Entscheidend ist Artikel 17, vorher Artikel 13. Demnach haften die Plattformen künftig für Urheberrechtsverstöße. Bislang müssen Urheber – etwa Verlage, Fotografen, Autoren – selbst die Personen ausfindig machen, die ihre Werke im Netz illegal verteilen. Oft eine unlösbare Aufgabe, da User häufig, wenn nicht sogar regelmäßig anonym im Netz unterwegs sind.

Das ist ein Nachteil für alle Urheber. Deshalb sollen Urheber sich künftig bei YouTube, Facebook, Instagram und Co. Geld holen können, wenn dort ohne entsprechende Lizensierung Texte, Fotos, Videos oder Musik verwendet wird. Es spielt dann keine Rolle mehr, dass die User verantwortlich sind, da sie die Inhalte unerlaubt vervielfältigen. Betroffene Urheber können dann die Plattformen haftbar machen. Sie können Schadenersatz verlangen.

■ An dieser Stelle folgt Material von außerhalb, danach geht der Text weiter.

Issue #654, opened 2020-07-24
Add GetSsoUrlEffect


pdrj:
## Description
Implement the effect, it should talk to the sso url endpoint and emit AuthenticateWithSso or SetError. The endpoint and message structure should be the same as in Xamarin app.

## Dependencies
#653 
## Definition of done
Effect is added
API communication happens
Errors are handled
Tests are added

- [ ] The documentation is updated to reflect the changes done in this PR

PR #786, opened 2020-08-24
✨ Add SSO auth effect and deep link reducer

### LINKED ISSUE #656: Add PerformSsoAuthFlowEffect
## Description
Navigate user to the URL returned by GetSsoUrlEffect. Use https://developer.apple.com/documentation/authenticationservices/aswebauthenticationsession or https://developers.google.com/web/android/custom-tabs/implementation-guide Then either emit SetError / SetUser (if the flow returned an api token) / MustLinkSsoAccounts(email, confirmationCode) - if the account needs to be sso linked. More info on params and how the flow can go are in https://www.notion.so/toggl/SSO-d8929cc996084f3db6fdd08637080f1c and in the Xamarin app

## Dependencies
#655 
## Definition of done
Effect is added
It triggers the auth flow 
It handles the flow so that errors are handled and params extracted from the togglauth:// deep link
It emits the correct actions
Tests are added

pdrj:
### Summary
Adds SSO auth effect, deep link reducer, auth with api token and other missing stuff

### Technical considerations
This probably won't compile as is, needs Daivid's get sso url effect to then use the context supplied to the reducer. I have not added tests yet - I wanted to get someone's opinion on the approach first to not redo the work.

This seemed like the way to go, but I'm open to suggestions.

### Relationships

Closes #656

### Pull Request checklist

### Pointers

Try to login via sso on web staging. Copy the okta url. Use that url to trigger the effect in SSO reducer. That's how I do it:
```
            SsoAction.ContinueButtonTapped -> when (val email = state().email) {
                is Email.Valid -> listOf(
                    GetSsoUrlEffect(
                        email,
                        apiClient,
                        userRepository,
                        getSsoUrlErrorMessages,
                        dispatcherProvider
                    )
                )
                else -> effect(
                    PerformSsoAuthFlowEffect(
                        Uri.parse("<the url copied from web app>"),
                        context
                    )
                )
            }
```

Then go through the okta flow (make sure you are added to the sso test workspace in staging and to okta itself). If the okta auth passes, you should be logged in. If your account needs linking, you have to link it in the xamarin app or elsewhere. It's not implemented here yet.

Try an error-triggering flow as well.

### Review template

- [ ] The code considers i18n

## Merge permissions
Me


app/src/main/AndroidManifest.xml
```diff
@@ -16,12 +16,21 @@
         <meta-data
             android:name="firebase_crashlytics_collection_enabled"
             android:value="${crashlytics}" />
-        <activity android:name=".ui.MainActivity">
+        <activity
+            android:name=".ui.MainActivity"
+            android:launchMode="singleTask">
```
daividssilverio, line 21: It always makes me go see the docs when I see `launchMode` different than the standard.
This should be alright.

onboarding/src/main/java/com/toggl/onboarding/sso/domain/PerformSsoAuthFlowEffect.kt
```diff
@@ -0,0 +1,20 @@
...
+import android.content.Intent
+import android.net.Uri
+import androidx.browser.customtabs.CustomTabsIntent
+import com.toggl.architecture.core.Effect
+
+class PerformSsoAuthFlowEffect(
+    private val idpUrl: Uri,
+    private val context: Context
+) : Effect<SsoAction> {
+    override suspend fun execute(): SsoAction? {
```
daividssilverio, line 13: Is this even regularly testable if we add references to the android framework?
I was under the impression that we our reducers and effects weren't supposed to have direct references to the android framework.

onboarding/src/main/java/com/toggl/onboarding/sso/domain/SsoReducer.kt
```diff
@@ -1,35 +1,98 @@
...
 import com.toggl.models.validation.Email
 import com.toggl.models.validation.toEmail
 import com.toggl.repository.interfaces.UserRepository
+import dagger.hilt.android.qualifiers.ApplicationContext
 import javax.inject.Inject
 import javax.inject.Singleton
 
 @Singleton
 class SsoReducer @Inject constructor(
+    @ApplicationContext private val context: Context,
```
daividssilverio, line 28: Yeah... adding the context to the reducer complicates testing, doesn't it?

daividssilverio:
After plugging in the changes from #654 I've managed to at least test one unhappy path. The deeplink seems to work at least when it fails. I've managed to get the "Single Sign On is not configured..." error. Same thing happens if I try to login on the xamarin app or the web app. I did accept the invite to the `Toggl SSO Test` workspace.

One problem, after this failure, the reducer enters in a infinite loop of `SsoAction.HandleDeepLink`s.

onboarding/src/main/java/com/toggl/onboarding/sso/ui/SsoFragment.kt
```diff
@@ -31,11 +38,28 @@ class SsoFragment : Fragment(R.layout.fragment_sso) {
         }
 
         emailWatcher = email.doSafeAfterTextChanged { store.dispatch(SsoAction.EmailEntered(it.toString())) }
+
+        store.state
+            .map { it.deepLinkData }
+            .filter { it != Uri.EMPTY }
```
daividssilverio, line 44: I'm guessing this is causing the infinite loop. We should probably check if there's an error in the state before trying to handle the deep link, or something like that.

onboarding/src/main/java/com/toggl/onboarding/sso/domain/SsoReducer.kt
```diff
@@ -1,35 +1,98 @@
...
+                )
                 else -> noEffect()
             }
             is SsoAction.EmailEntered -> state.mutateWithoutEffects { copy(email = action.email.toEmail()) }
+            is SsoAction.HandleDeepLink -> {
+                val params =
+                    action.deepLinkData.queryParameterNames.associateWith { action.deepLinkData.getQueryParameter(it)!! }
+                val keys = params.keys
+
+                if (keys.containsAll(loginWithApiTokenKeys)) {
```
daividssilverio, line 63: it would be nicer if you could create some functions to hide the complexity of these `keys.containsAll` checks.
Something like: `ssoLoginSucceeded(keys)`, `needsAccountLinking(keys)`, or something like that.

Plus, extracting some functions would help reducing the 波動拳(Hadouken) effect here.

app/src/main/AndroidManifest.xml
pdrj: Yep I changed it because I don't think we want to have more than one instance at a time.

onboarding/src/main/java/com/toggl/onboarding/sso/domain/SsoReducer.kt
pdrj: I haven't tested it, but we should be able to just use a mock, right? That being said, I also felt odd about having the context injected into the reducer. I'll change it so that there's a flag in state that tells the fragment to launch the browser.

onboarding/src/main/java/com/toggl/onboarding/sso/ui/SsoFragment.kt
pdrj: The link is not cleared in the unhappy path. I'll fix it, thanks 👍

pdrj:
> Requesting changes for the missing MustLinkSsoAccounts that should be emitted based on the description of the issue this PR is closing.

When creating the issue I thought we'll be able to handle the deep link in effect and emit actions from there. It is not the case, so I have not added the action, just modified the state accordingly in reducer.

onboarding/src/main/java/com/toggl/onboarding/sso/domain/SsoReducer.kt
```diff
@@ -18,22 +28,87 @@ import javax.inject.Singleton
...
-    private val getSsoUrlEffectErrorMessages: GetSsoUrlEffect.ErrorMessages,
+    private val getSsoUrlErrorMessages: GetSsoUrlEffect.ErrorMessages,
+    private val logUserInWithAuthTokenErrorMessages: LogUserInWithAuthTokenEffect.ErrorMessages,
     private val linkSsoEffectOutcomeMessages: LinkSsoEffect.OutcomeMessages,
     private val dispatcherProvider: DispatcherProvider
 ) : Reducer<SsoState, SsoAction> {
 
+    private val mustLinkKeys = listOf("confirmation_code", "email")
+    private val loginWithApiTokenKeys = listOf("apiToken")
+    private val errorKeys = listOf("ssoError")
```
daividssilverio, line 39: Hey @pdrj, I know it's merged, but do we need this?

pdrj: We could delete the last one. I just left it there in case we actually want to get the value at some point.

Das stellt ein erhebliches Kostenrisiko dar. Deshalb werden die Plattformen geeignete Maßnahmen ergreifen müssen, solche Urheberrechtsverstöße zu vermeiden – da anderenfalls Lizenzzahlungen fällig werden. Der einzige Weg, das zu erreichen, scheinen so genannte Upload-Filter zu sein. Sie sollen schon beim Hochladen von Inhalten (Fotos, Texte, Videos, Grafiken, Musik) ermitteln, ob die Werke urheberrechtlich geschützt sein können. Nur wenn das ausgeschlossen zu sein scheint, gehen die Inhalte online.

Warum gibt es Kritik an der EU-Urheberrichtlinie?

Die Kritik konzentriert sich auf die wohl unvermeidlichen Upload-Filter. Sie sollen entscheiden, welche Inhalte in Ordnung sind – und welche nicht. Doch diese Aufgabe ist nicht zu leisten. Denn Algorithmen können unmöglich alle urheberrechtlich geschützten Werke kennen. Bei Musik gelingt das heute zwar schon einigermaßen gut. Aber die Musikbranche ist in diesem Punkt gut organisiert: Wer als Künstler Musik verbreitet, der macht das über Label und/oder Streamingdienste. Die Musik ist also bekannt.

Bei Fotos, Zeichnungen, Videos oder Texten gibt es solche zentralen Stellen der Registrierung nicht. Es ist daher unmöglich, ein privates Urlaubsfoto von einem Kunstwerk zu unterscheiden. Erschwerend hinzu kommt, dass Ausnahmeregeln – etwa das Zitatrecht oder Satire – von einem Algorithmus erst recht nicht erfasst werden können.

Kritiker befürchten daher ein „Overblocking“: Die Plattformen könnten deutlich mehr blockieren, als eigentlich angemessen wäre – allein, um sich zu schützen. Viele Mitglieder aus der Community, aber auch Juristen wie Christian Solmecke befürchten daher erhebliche Einschnitte in die Meinungsfreiheit.

Wie ist der aktuelle Stand?

Ein Gesetzentwurf liegt bislang nicht vor. Deutschland erklärt in einer Protokollnotiz, man wolle die mit der Richtlinie drohenden Upload-Filter nach Möglichkeit vermeiden. Auch der Initiator der EU-Richtlinie, der EU-Abgeordnete Axel Voss, bevorzugt eine Lösung ohne Upload-Filter.

Aber wie soll die aussehen? Es hat bereits Anhörungen im Bundesjustizministerium gegeben, allerdings ohne konkretes Ergebnis. Im vergangenen Jahr konnten Experten und Juristen Vorschläge für eine mögliche Ausgestaltung der künftigen Gesetzgebung machen. Es sollen nur die wirklich großen Plattformen (Youtube, Facebook, Twitter) betroffen sein. Außerdem brauche es ein praktikables System zur Lizensierung: Einfach, transparent und fair. Die in Deutschland tätigen Verwertungsgesellschaften seien dabei keine optimale Lösung, da Künstler dann gezwungen wären, hier Mitglied zu werden.

Netz-Experten wie Markus Beckedahl von netzpolitik.org befürchten, dass die Gesetzgebung absichtlich herausgezögert wird – damit keine Zeit mehr für eine Auseinandersetzung bleibt. Fest steht nur eins: In einem Jahr spätestens muss das Gesetz in Kraft sein.